How pretty is this dish? Soba noodles are a great alternative when you mind says pasta but your body (or in my case thighs) says “Umm no, you need to eat a salad.” This is considerably lighter than a crazy heavy pasta dish, but still super filling and won’t leave you in a coma. Perfect for those hot days, and so tasty! The noodles are tossed in a sesame soy vinaigrette that really brightens up all the ingredients in this dish. The shrimp is a great addition for a little protein action. This also holds up in the fridge pretty well so it’s a great idea to make more to have some leftovers for a quick lunch or another dinner. :)

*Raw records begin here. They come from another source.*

PR #300, opened 2016-01-15
Drastically simplify workspace building

pbrisbin:
/cc @codeclimate/review

This commit removes IncludePathsBuilder and all classes involved in it. In its
place, we have CC::Workspace (new terminology) with drastically simpler
semantics. This simpler approach should be faster and more reliable, at the
expense of less features.

We drop support for glob-style patterns. Instead we support a simple list of
files or directories to ignore. We stop sending an exclude_paths configuration
key in /engines.json, only include_paths now. We stop incorporating .gitignore
in workspace-building.

Reasoning:

- Paths, not patterns.

  We see little actual value in patterns support. We leave it up to the engine
  to know that it should (for example) only target .py files, therefore we
  don't have to exclude **/*.pyc from the workspace.

  We've found the vast majority of our users have just been trying to exclude
  directories. They're actually quite frustrated having to shoe-horn it into
  patterns, only to be met with slowness or frequent bugs as we needlessly
  expand and filter these patterns in complicated ways.

  Old:

      exclude_paths:
      - .node_modules/**/*
      - app/assets/vendor/**

  New:

      exclude_paths:
      - .node_modules
      - app/assets/vendor

  We minimize disruption to these users by transparently handling a pattern
  such as foo/bar/\*\* or foo/bar/\*\*/\*\* as the directory foo/bar. Other patterns,
  such as foo/\*.pyc will generate a warning and be ignored.

- Ignore .gitignore

  The motivation for this feature is unclear, so I'm testing the waters about
  dropping it as it simplifies things.

- Stop all the permissions checking

  If the current directory contents, plus the user's defined excludes causes a
  permissions error in the workspace, it should be treated as an actual error:
  the user must modify the permissions or add the unreadable file to excludes.

Additional feature:

- Per-engine excludes

  The algorithm supports repeated filtering. That is, we can build a workspace
  filtered from top-level exclude_paths once, then filter that further for each
  engine with per-engine-excludes.

Caveats:

The "explicit includes" feature (i.e. codeclimate analyze [FILE, ...]) has an
interesting interaction with this approach. Specifying files in this way
effectively means we begin building a workspace from these files rather than
the current directory's contents. This means excludes will still apply on top
of the passed files. This may not be what we want, an alternative would be to
pass along those paths as-is as include_paths and do no filtering -- I leave
the decision open, with no strong opinion of my own.

Because the passed files are compared against the exclude list, they must be
simple and relative (i.e. they cannot be "." or "./"-prefixed), as they would
come out in a * glob. This is brittle, but currently necessary. See
PathsValidator for more details.

Additionally, the way the exclude list applies on top of the given files can be
surprising. A user could exclude spec, for example, and pass spec/foo.rb. In
such a case, spec/foo.rb will be processed which may be surprising. This is
because the current exclusion check assumes we'd never even get to a file
within spec if that directory were entirely excluded, so there's no logic to
catch such a case.

I'm inclined to either simplify the feature to a simple pass-through or keep
these caveats and just document the behavior.


mrb:
@pbrisbin FWIW I think the interaction you described with single file analysis is totally fine.

ABaldwinHunter:
@pbrisbin applause for this work! I'm incredibly excited to have a revamped and simplified system for path handling.

Immediate thoughts:
The good
1) I like not worrying about permissions handling +1
2) Having `excludes` in .codelcimate.yml filter through directories passed to `codeclimate analyze` is okay and expected behavior at present

The bad
3) I'm not convinced that using paths instead of patterns is significantly more performant? and if the downside is that users can't exclude individual files, or use patterns in some cases, I don't love that.

My understanding was that the slowness came from drilling down into directories recursively. If we forget about permissions issues and forego the file-by-file tree walk, isn't that the major performance win? 

e.g. as you walk tree for exclude paths:

```
exclude_paths:
- spec/**/*
- test/**/*
```
As soon as you realize spec is a directory, add `spec` to include paths, and stop drilling down.

Only users who care enough to exclude particular files or extensions get the slower behavior.

Have you done any bench marking on different sized repos to see where the most time is spent? If the paths vs. patterns is only a minimal performance win, might not be worth it imo.

But overall, really love this simplification and happier to have the code in this state than previous one.

pbrisbin:
> I'm not convinced that using paths instead of patterns is significantly more performant

I guess no one can be convinced until I benchmark :)

Considering the old logic takes `x/**/*` and [recursively, fully expands it](https://github.com/codeclimate/codeclimate/blob/b4a06ece4235c9b7376ee6a317ec5c41a97216e8/lib/cc/analyzer/engines_config_builder.rb#L64) before doing anything else, and the new logic just looks at `x` as-is I _have to_ assume the new logic is vastly more performant. Consider that difference in behavior for something like `.node_modules`!

> As soon as you realize spec is a directory, add spec to include paths, and stop drilling down.

I'm happy to look at some code if you could implement that optimization without removing what's present, but my suspicion is that it would mean complicating already complicated bug-risky code to accomplish.

> Have you done any bench marking on different sized repos to see where the most time is spent?

I know that @wfleming has an example repo, so next week when we're both back in the office I'm going to use that for benchmarking. I may also ask the folks in the motivating Issue to try this branch.

---

I'm 50% concerned with this code because it's slow and 50% concerned with this code because it's has had numerous bugs, and the same bugs repeatedly. I want to ensure whatever solution we chose, we fix both aspects. Simplifying things greatly is the solution chosen here.

My *opinion* is that we don't need patterns: the complexity involved in supporting them is not worth it for how (not) useful they are. To back that up, I'm going to take a sampling of codeclimate.yml's on the site and try to bucket out how many would be negatively impacted by this change. Hopefully, it's very few, but we'll see!

pbrisbin:
@ABaldwinHunter FYI, I'm going to run a longer query later, but looking at repos that have analyzed the past hour, I get about ~7% using exclude paths that would be ignored by this new logic. Some examples are:

```
invalid exclude: **/vendor/*
invalid exclude: **/vendor/**/*
invalid exclude: client/tests/**/*.js
invalid exclude: *.md
invalid exclude: app/**/*.liquid
invalid exclude: module/**/config/*
invalid exclude: app/assets/javascripts/**/*bundle.js
invalid exclude: server/**/*.spec.js
invalid exclude: **.jpg
invalid exclude: **/*.scss
invalid exclude: config/*.rb
invalid exclude: components/ui/react/app/assets/javascripts/react/*_bundle.js
invalid exclude: components/ui/react/app/assets/javascripts/react/*_bundle.js
invalid exclude: */vendor/assets/**
invalid exclude: ci/*.js
invalid exclude: *.swp
invalid exclude: app/*/i18n/**/*.js
invalid exclude: engines/**/vendor/**/*
invalid exclude: public/js/*.bundle.js
invalid exclude: */__tests__/*
invalid exclude: **/*.test.js
invalid exclude: server/**/migrations/*.py
invalid exclude: public/javascripts/*.min.js
invalid exclude: app/*.php
invalid exclude: src/app/**/*.spec.js
invalid exclude: app/assets/javascripts/**/*.haml
invalid exclude: src/js/*jquery.js
invalid exclude: */tests.py
invalid exclude: lib/seed_models/**/*.rb
invalid exclude: **/spec/**/*
invalid exclude: **/*.css
invalid exclude: app/assets/javascripts/**/routes/*
invalid exclude: lib/**/*.rb
invalid exclude: app/assets/javascripts/**/*.jsx
invalid exclude: **/tools/*
invalid exclude: **.jpg
invalid exclude: app/modules/*/test/*
invalid exclude: migrations/versions/*.py
invalid exclude: .*.yml
invalid exclude: apps/*/migrations/*
invalid exclude: */vendor/**/*
```

Food for thought.

ABaldwinHunter:
@pbrisbin Thanks. Great food for thought!

> I'm happy to look at some code if you could implement that optimization without removing what's present, but my suspicion is that it would mean complicating already complicated bug-risky code to accomplish.

That could be so. Going to think about an implementation. I had in mind originally our first tree walking algorithm, which had a [good seam for checking if a path was a directory](https://github.com/codeclimate/codeclimate/blob/7dc2c391128ada61ccfb148870de89404d001aef/lib/cc/analyzer/include_paths_builder.rb#L37).

> I'm 50% concerned with this code because it's slow and 50% concerned with this code because it's has had numerous bugs, and the same bugs repeatedly. I want to ensure whatever solution we chose, we fix both aspects. Simplifying things greatly is the solution chosen here.

:+1:  I'm on board with this sentiment.  Simple code with some loss  > bedbugs.

lib/cc/workspace.rb
```diff
@@ -0,0 +1,66 @@
...
+    end
+
+    private
+
+    attr_reader :prefix
+
+    def expand(name, exclusions)
+      path = "#{prefix}#{name}"
+
+      return [] if %w[. .. .git].include?(name)
```
GordonDiggs: This series of short-circuited returns is hard to read to me. WDYT of using `if...else`?

lib/cc/workspace.rb
```diff
@@ -0,0 +1,66 @@
...
+      CLI.debug("workspace filter recurse", prefix: prefix, path: name)
+
+      Dir.chdir(name) do
+        workspace = self.class.new(prefix: dir(path))
+        workspace.filter(exclusions.exclude_paths).paths
+      end
+    end
+
+    def dir(path)
+      "#{undir(path)}#{File::SEPARATOR}"
```
GordonDiggs: Does this just take the separator off the end and add it back?

lib/cc/workspace/exclusions.rb
```diff
@@ -0,0 +1,47 @@
...
+        if normalized.include?("*")
+          $stderr.puts(invalid_exclude_path_warning(pattern))
+        else
+          normalized
+        end
+      end
+
+      def invalid_exclude_path_warning(pattern)
+        <<-EOM
+WARNING: invalid exclude path: #{pattern.inspect}.
```
GordonDiggs: Is there a solution for this situation on `.com`?

lib/cc/workspace.rb
pbrisbin: I thought this was much more readable than that, myself. Maybe a third opinion?

lib/cc/workspace.rb
pbrisbin: Yes, in some cases.

`path` can enter this method as `foo` or `foo/`, depending on circumstances. Therefore, without the remove-and-readd, you'd get `foo/` and `foo//` as possible outputs. With the remove-and-readd, you get `foo/` and `foo/` as desired.

If you like, I could make the branches explicit, something like:

```rb
if path.end_with?(File::SEPARATOR)
  path
else
  "#{path}#{File::SEPARATOR}"
end
```

GordonDiggs: Nope - this makes sense to me as-is now!

lib/cc/workspace/exclusions.rb
pbrisbin: Can you unpack "this situation"?

GordonDiggs: A `.codeclimate.yml` with pattern-based exclusions

pbrisbin: My intent would be that the pattern is ignored and the warning is visible. That's not dot-com specific though, and assumes this `stderr` shows up on the build screen, which is may not.

But you might mean something else?

lib/cc/cli.rb
```diff
@@ -15,5 +16,16 @@ module CLI
     autoload :Test, "cc/cli/test"
     autoload :ValidateConfig, "cc/cli/validate_config"
     autoload :Version, "cc/cli/version"
+
+    def self.debug(message, values = {})
```
wfleming: Glad to see this extracted :+1:.

wfleming:
I'm excited by the re-architecture & the overall improvements! All kinds of awesome.

Similar to @ABaldwinHunter, I am concerned about completely eliminating support for globs. I think there are enough examples you found in your own research where a path equivalent would not really work, and I can think of at least one use-case that I don't see represented, which is Go projects: if you want exclude tests (a fairly common use-case, I think), it would be something like `**/*_test.go`: the alternative is effectively tracking every single file in your project in your excludes. I see similar cases in some of your examples, so I think completely dropping support for globs would be too drastic, and dropping support for something that is seen as a pretty basic feature for scanning tools in general by a wide swath of devs.

I think we can support globs while continuing to keep the architectural & performance gains you've made here. I've drafted a working implementation in #302 based off of this work, which adds back glob support but does *not* add back any of the things I considered troublesome in the old implementation.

Sesame Soba Noodles with Shrimp
2 tablespoons soy sauce
1 tablespoons rice wine vinegar
1 tablespoon sesame oil
2 1/2 teaspoons sugar
1/4 teaspoon cracked black pepper
2 cups vegetable stock
12 large shrimp, peeled, deveined and cleaned with tails intact
12 ounces cooked and cooled soba noodles
1 cup cooked and shelled edamame
1 cup petite green beans, halved lengthwise
toasted sesame seeds
or furikake seasoning
1. Place all sauce ingredients into a large mixing bowl and whisk together.
2. Pour stock into a saucepan and bring to a simmer. Add shrimp and poach for 4 to 5 minutes. Remove from heat and transfer to a bowl of ice water. Drain and lightly season with salt and pepper.
3. Add noodles, edamame and green beans into the mixing bowl with the vinaigrette and toss together until the noodles are well coated and everything is completely combined.
4. Top with shrimp and lightly toss together.
5. Finish with a generous sprinkle of toasted sesame seeds or furikake seasoning and serve.